Bleeding in critical care associated with left ventricular assist devices: pathophysiology, symptoms, and management.

机构信息

Department of Hematology and.

Cardio-Thoracic Surgery, Erasmus University Medical Center Rotterdam, Rotterdam, The Netherlands.

出版信息

Hematology Am Soc Hematol Educ Program. 2019 Dec 6;2019(1):88-96. doi: 10.1182/hematology.2019000067.

Abstract

Chronic heart failure (HF) is a growing health problem, and it is associated with high morbidity and mortality. Left ventricular assist devices (LVADs) are nowadays an important treatment option for patients with end-stage HF not only as a bridging tool to heart transplantation but also, as a permanent therapy for end-stage HF (destination therapy).
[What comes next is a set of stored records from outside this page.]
PR #236, opened 2025-03-17
change error code numbers

lescuer97:
Error codes seem to be duplicated for blind auth. I just changed the codes to not collide. 

## Tracking Mint implementations

- [ ] Nutshell
- [ ] CDK
- [ ] Nutmix
- [ ] GoNuts
- [ ] MNT

### DIFF
--- a/22.md
+++ b/22.md
@@ -213,10 +213,10 @@ The mint lists each protected endpoint that requires a blind authentication toke
 
 See [Error Codes][errors]:
 
-- `31001`: Endpoint requires blind auth
-- `31002`: Blind authentication failed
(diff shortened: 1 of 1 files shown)


ok300:
What is the overlap?

[NUT-21](https://github.com/cashubtc/nuts/blob/main/21.md) error codes (CAT):
- `30001`
- `30002`

[NUT-22](https://github.com/cashubtc/nuts/blob/main/22.md) error codes (BAT):
- `31001`
- `31002`
- `31003`
- `31004`

lescuer97:
The overlap is that I'm dyslexic and all this time I had not notice the error. Thank you for pointing it out. 

I'll close the pr.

The use of LVAD is associated with a high risk for bleeding complications and thromboembolic events, including pump thrombosis and ischemic stroke. Bleeding is the most frequent complication, occurring in 30% to 60% of patients, both early and late after LVAD implantation. Although the design of LVADs has improved over time, bleeding complications are still the most common complication and occur very frequently. The introduction of an LVAD results in an altered hemostatic balance as a consequence of blood-pump interactions, changes in hemodynamics, acquired coagulation abnormalities, and the strict need for long-term anticoagulant treatment with oral anticoagulants and antiplatelet therapy. LVAD patients may experience an acquired coagulopathy, including platelet dysfunction and impaired von Willebrand factor activity, resulting in acquired von Willebrand syndrome. In this educational manuscript, the epidemiology, etiology, and pathophysiology of bleeding in patients with LVAD will be discussed. Because hematologist are frequently consulted in cases of bleeding problems in these individuals in a critical care setting, the observed type of bleeding complications and management strategies to treat bleeding are also reviewed.

摘要

慢性心力衰竭(HF)是一个日益严重的健康问题,与高发病率和死亡率相关。左心室辅助装置(LVAD)目前是晚期 HF 患者的重要治疗选择,不仅可作为心脏移植的桥接工具,还可作为晚期 HF 的永久性治疗(终末期治疗)。LVAD 的使用与出血并发症和血栓栓塞事件的高风险相关,包括泵血栓形成和缺血性中风。出血是最常见的并发症,在 LVAD 植入后的早期和晚期,发生率为 30%至 60%。尽管 LVAD 的设计随着时间的推移得到了改进,但出血并发症仍然是最常见的并发症,且非常频繁。LVAD 的引入导致止血平衡发生改变,这是由于血液泵相互作用、血液动力学变化、获得性凝血异常以及对长期抗凝治疗(口服抗凝剂和抗血小板治疗)的严格需求所致。LVAD 患者可能会出现获得性凝血障碍,包括血小板功能障碍和血管性血友病因子活性受损,从而导致获得性血管性血友病。在本教育手稿中,将讨论 LVAD 患者出血的流行病学、病因和病理生理学。由于在重症监护环境中,血液科医生经常在这些患者出现出血问题时进行咨询,因此还回顾了观察到的出血并发症类型和治疗出血的管理策略。